DATASET RECORDS:
Issue #9342, opened 2025-02-11
Resolve Naming inconsistencies in Docs


hifabienne:
We want to align our naming and terms throughout all our components to make is easy to understand and less confusing for our customers.

## Acceptance Criteria
- [ ] We use the terms defined in the parent issue in the whole documentation page.
- [ ] We have a section in the concepts for each of those terms to make it clear what they mean and everyone has the same understanding
- [ ] In the different guides we link to the concepts when we talk about specific terms

## List

- [ ] **Customer Portal**
- [ ] **Management Console**
- [ ] **Instance**
- [ ] **Policies** 
- [ ] **Settings** 
- [ ] **Organization** 
- [ ] **User: Type Human** 
- [ ] **User: Type Machine** 
- [ ] **Project** 
- [ ] **Project Grant**
- [ ] **Application** 
- [ ] **Authorization** 
- [ ] **Administrator** 
- [ ] **Permission**  
- [ ] **Meta Data**  
- [x] **Custom Domain** https://github.com/zitadel/zitadel/pull/10377
- [ ] **Trusted Domain** 
- [x] **Organization Domain** https://github.com/zitadel/zitadel/pull/10371
- [ ] **Passkey** 
- [ ] **TOTP** 
- [ ] **OTP Email** 
- [ ] **OTP SMS** 
- [x] **Organization ID** https://github.com/zitadel/zitadel/pull/10370
- [ ] **Explicit ID of the object**

mffap:
@hifabienne can we prioritize this part to have the docs updated. Especially a concept page for each of the mentioned resources?

mffap:
Organization ID: https://github.com/zitadel/zitadel/pull/10370 

"Resource Owner" will remain in a couple of places, since these are terms that are used in console / APIs.

mffap:
Organization Domain: https://github.com/zitadel/zitadel/pull/10371

some updates depend on Console updates.

mffap:
Custom Domain: https://github.com/zitadel/zitadel/pull/10377

Note: some examples contain a variable "ZITADEL_DOMAIN" which we should replace as well to make it easier for new users @mridang @elinashoko

PR #10370, opened 2025-07-31
docs(inconsistent naming): Organization ID

mffap:
# Which Problems Are Solved

partially #9342

# How the Problems Are Solved

Suggested changes.
"Resource Owner" will remain in a couple of places, since these are terms that are used in console / APIs.

# Additional Changes

# Additional Context


mffap:
@zitadel/engineers something is broken in the tests. This should be only a minor docs change (no impact on postgres). Thanks.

TASK STATEMENT: Your response should consist solely of the lines from the one that holds "- [ ] **OTP Email**" through the end of the listing above, reproduced exactly.

WRITTEN RESPONSE:
- [ ] **OTP Email** 
- [ ] **OTP SMS** 
- [x] **Organization ID** https://github.com/zitadel/zitadel/pull/10370
- [ ] **Explicit ID of the object**

mffap:
@hifabienne can we prioritize this part to have the docs updated. Especially a concept page for each of the mentioned resources?

mffap:
Organization ID: https://github.com/zitadel/zitadel/pull/10370 

"Resource Owner" will remain in a couple of places, since these are terms that are used in console / APIs.

mffap:
Organization Domain: https://github.com/zitadel/zitadel/pull/10371

some updates depend on Console updates.

mffap:
Custom Domain: https://github.com/zitadel/zitadel/pull/10377

Note: some examples contain a variable "ZITADEL_DOMAIN" which we should replace as well to make it easier for new users @mridang @elinashoko

PR #10370, opened 2025-07-31
docs(inconsistent naming): Organization ID

mffap:
# Which Problems Are Solved

partially #9342

# How the Problems Are Solved

Suggested changes.
"Resource Owner" will remain in a couple of places, since these are terms that are used in console / APIs.

# Additional Changes

# Additional Context


mffap:
@zitadel/engineers something is broken in the tests. This should be only a minor docs change (no impact on postgres). Thanks.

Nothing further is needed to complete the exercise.